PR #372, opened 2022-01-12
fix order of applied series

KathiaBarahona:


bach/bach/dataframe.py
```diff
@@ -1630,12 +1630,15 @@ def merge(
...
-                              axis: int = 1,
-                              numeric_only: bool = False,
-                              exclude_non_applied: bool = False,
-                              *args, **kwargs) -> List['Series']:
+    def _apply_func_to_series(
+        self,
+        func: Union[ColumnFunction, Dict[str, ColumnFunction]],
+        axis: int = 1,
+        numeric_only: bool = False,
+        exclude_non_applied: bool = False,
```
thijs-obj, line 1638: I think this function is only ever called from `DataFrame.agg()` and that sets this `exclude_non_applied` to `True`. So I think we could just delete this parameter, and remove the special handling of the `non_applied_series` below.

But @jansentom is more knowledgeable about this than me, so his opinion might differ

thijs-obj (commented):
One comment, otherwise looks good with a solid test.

———

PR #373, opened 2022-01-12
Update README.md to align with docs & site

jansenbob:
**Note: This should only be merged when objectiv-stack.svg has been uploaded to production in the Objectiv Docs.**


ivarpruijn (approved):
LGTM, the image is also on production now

———

-- Required action --
Wherever the word "with" turns up in the records, copy out the line it is on.

-- Written answer --
One comment, otherwise looks good with a solid test.
Update README.md to align with docs & site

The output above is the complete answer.